**WHAT THIS TASK INVOLVES:** From the first line through the line containing "However, some queries", transcribe the records exactly and include no other lines.

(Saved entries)
=== Begin Enclosure ===

PR #7435, opened 2023-08-31
fix(osv): Account for typed events being introduced in the model

sschuberth:
Some, but not all, OSV requests now return "typed" events where the
event type and value are serialized to separate fields. This is the
natural serialization format that kotlinx-serialization would use for
the `Event` class via the auto-generated deserializer.

However, some queries still return the single-line format for events.
This means the auto-generated deserializer should be used by default, and
a custom deserializer that understands the single-line format should be
used as a fallback. The current approach of a low-level `KSerializer`
is not very suitable to handle this case, as trying to decode one format
would advance in the input, leaving incomplete input to the fallback
deserializer if the first deserializer fails.

To solve this, a `JsonTransformingSerializer` is used instead that
transforms the single-line format to the typed format on a
`JsonElement` level before the auto-generated deserializer does its work.
As this serializer needs to be based on the auto-generated serializer,
another trick needs to be applied in order to not run into a recursion
problem: The `JsonTransformingSerializer` works on a list of events
instead of a single event. This way, it can refer to the auto-generated
serializer for a single event (instead of referring to itself) and
transform each events of a list instead of a single even.

### DIFF
--- a/clients/osv/src/main/kotlin/Model.kt
+++ b/clients/osv/src/main/kotlin/Model.kt
@@ -111,7 +111,7 @@ object Ecosystem {
     const val RUBY_GEMS = "RubyGems"
 }
 
-@Serializable(EventSerializer::class)
+@Serializable
 data class Event(
     val type: Type,
     val value: String
@@ -136,6 +136,7 @@ data class Package(
 data class Range(
     val type: Type,
     val repo: String? = null,
+    @Serializable(EventListSerializer::class)
     val events: List<Event>,
     val databaseSpecific: JsonObject? = null
 ) {
--- a/clients/osv/src/main/kotlin/Serializers.kt
+++ b/clients/osv/src/main/kotlin/Serializers.kt
@@ -23,46 +23,35 @@ import java.time.Instant
 import java.time.format.DateTimeFormatter
 
 import kotlinx.serialization.KSerializer
-import kotlinx.serialization.SerializationException
-import kotlinx.serialization.Serializer
+import kotlinx.serialization.builtins.ListSerializer
 import kotlinx.serialization.descriptors.PrimitiveKind
 import kotlinx.serialization.descriptors.PrimitiveSerialDescriptor
 import kotlinx.serialization.descriptors.SerialDescriptor
 import kotlinx.serialization.encoding.Decoder
 import kotlinx.serialization.encoding.Encoder
-import kotlinx.serialization.json.JsonDecoder
-import kotlinx.serialization.json.JsonEncoder
+import kotlinx.serialization.json.JsonArray
+import kotlinx.serialization.json.JsonElement
 import kotlinx.serialization.json.JsonObject
 import kotlinx.serialization.json.JsonPrimitive
-import kotlinx.serialization.json.jsonPrimitive
+import kotlinx.serialization.json.JsonTransformingSerializer
+import kotlinx.serialization.json.jsonArray
+import kotlinx.serialization.json.jsonObject
 
 /**
- * Use a custom serializer in order to map the original data structure to a more strict and simple, enum based, model.
+ * Use a custom serializer to transform the legacy single-field events into newer typed events.
  */
-@Serializer(Event::class)
-internal object EventSerializer : KSerializer<Event> {
-    override fun deserialize(decoder: Decoder): Event {
-        val input = decoder as? JsonDecoder
-            ?: throw SerializationException("This serializer only works with the JSON format.")
-
-        val element = input.decodeJsonElement()
-        require(element is JsonObject)
-
-        require(element.entries.size == 1)
-        val (key, value) = element.entries.first()
-        val type = enumValueOf<Event.Type>(key.uppercase())
-
-        return Event(type, value.jsonPrimitive.content)
-    }
-
-    override fun serialize(encoder: Encoder, value: Event) {
-        val output = encoder as? JsonEncoder
-            ?: throw SerializationException("This serializer only works with the JSON format.")
-
-        val tree = JsonObject(mapOf(value.type.name.lowercase() to JsonPrimitive(value.value)))
-
-        output.encodeJsonElement(tree)
-    }
+internal object EventListSerializer : JsonTransformingSerializer<List<Event>>(ListSerializer(Event.serializer())) {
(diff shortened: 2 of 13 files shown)


clients/osv/src/funTest/kotlin/OsvServiceFunTest.kt
```diff
@@ -50,14 +48,12 @@ private val VULNERABILITY_FOR_PACKAGE_BY_INVALID_COMMIT_REQUEST = Vulnerabilitie
 private fun Vulnerability.patchIgnorableFields() =
     copy(
         modified = Instant.EPOCH,
-        databaseSpecific = emptyJsonObject.takeIf { databaseSpecific != null },
+        databaseSpecific = null,
```
fviernau, line 51: Why has line 51 been changed?

clients/osv/src/funTest/kotlin/OsvServiceFunTest.kt
```diff
@@ -50,14 +48,12 @@ private val VULNERABILITY_FOR_PACKAGE_BY_INVALID_COMMIT_REQUEST = Vulnerabilitie
...
         affected = affected.mapTo(mutableSetOf()) { affected ->
-            affected.copy(ecosystemSpecific = emptyJsonObject.takeIf { affected.ecosystemSpecific != null })
+            affected.copy(ecosystemSpecific = null)
```
fviernau, line 53: Why has line 53 been changed?

clients/osv/src/main/kotlin/Serializers.kt
```diff
@@ -23,46 +23,35 @@ import java.time.Instant
...
-
-    override fun serialize(encoder: Encoder, value: Event) {
-        val output = encoder as? JsonEncoder
-            ?: throw SerializationException("This serializer only works with the JSON format.")
-
-        val tree = JsonObject(mapOf(value.type.name.lowercase() to JsonPrimitive(value.value)))
-
-        output.encodeJsonElement(tree)
-    }
+internal object EventListSerializer : JsonTransformingSerializer<List<Event>>(ListSerializer(Event.serializer())) {
```
fviernau, line 43: commit-msg: Please provide a rationale, why this refactor from `EventSerializer` to `EventListSerializer`. E.g.:
- Why is it better to do that on lists?
- Why is it ok to drop logic for serializing?

clients/osv/src/funTest/kotlin/OsvServiceFunTest.kt
fviernau, line 51: commit: Why is the old format continued to be supported? Does OSV now return a mixture of both formats?

fviernau (changes requested):

clients/osv/src/funTest/kotlin/OsvServiceFunTest.kt
sschuberth: See below.

clients/osv/src/main/kotlin/Serializers.kt
sschuberth: > Why is it ok to drop logic for serializing?

Because we never serialize the OSV model AFAIK.

clients/osv/src/funTest/kotlin/OsvServiceFunTest.kt
sschuberth: Nevermind, I misunderstood the intention of the logic I believe, and have restored this in favor of updating the expected results.

clients/osv/src/funTest/kotlin/OsvServiceFunTest.kt
fviernau: Looking at the expected result, it seems that only the new format is returned. So, can we adjust this PR to handle the new format only, thereby eliminating the unneeded JsonNames annotations again?

fviernau (dismissed):

clients/osv/src/funTest/kotlin/OsvServiceFunTest.kt
sschuberth: > So, can we adjust this PR to handle the new format only, thereby eliminating the unneeded JsonNames annotations again?

I'm currently testing to do this. Initially, it seemed to me as if the old format is still returned under some circumstances, and also @mnonnenmacher reported something in that direction to me, but at least in my case the cause was likely outdated test data.

clients/osv/src/main/kotlin/Serializers.kt
sschuberth: > Why is it better to do that on lists?

This avoids running into a recursion problem when referring to the auto-generated serializer. I've explained this in the new commit message.

clients/osv/src/main/kotlin/Model.kt
```diff
@@ -136,6 +136,7 @@ data class Package(
 data class Range(
     val type: Type,
     val repo: String? = null,
+    @Serializable(EventListSerializer::class)
```
sschuberth, line 139: @fviernau, FYI, you can verify that deserialization of the old format is still required by removing this line and running `OsvServiceFunTest`. You'll see then that tests already fail deserializing the *actual* results (not the expected results).

mnonnenmacher (commented):
Is there a test case left which verifies that deserialization of the old format still works?

mnonnenmacher:
> > Is there a test case left which verifies that deserialization of the old format still works?
> 
> That's implicitly being tested when deserializing the _actual_ (not expected) data, as it partly contains the old format, see [this comment](https://github.com/oss-review-toolkit/ort/pull/7435#discussion_r1312789785) of mine.

Ok, I wasn't sure what actual data it is referring to. I think a small unit test for just the deserialization would be nice to have.

> _Edit:_ If we added the old format explicitly to the _expected_ data, we'd probably not notice if this is not required anymore when the actual data stops emitting the old format.

We won't notice either way :)

mnonnenmacher (dismissed):

mnonnenmacher (approved):

clients/osv/src/main/kotlin/Model.kt
sschuberth: This was a red herring. I was indeed able to revert most of the changes, see https://github.com/oss-review-toolkit/ort/pull/7444. Sorry @fviernau!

=== End Enclosure ===

**RESPONSE TO THIS EXERCISE:**
PR #7435, opened 2023-08-31
fix(osv): Account for typed events being introduced in the model

sschuberth:
Some, but not all, OSV requests now return "typed" events where the
event type and value are serialized to separate fields. This is the
natural serialization format that kotlinx-serialization would use for
the `Event` class via the auto-generated deserializer.

However, some queries still return the single-line format for events.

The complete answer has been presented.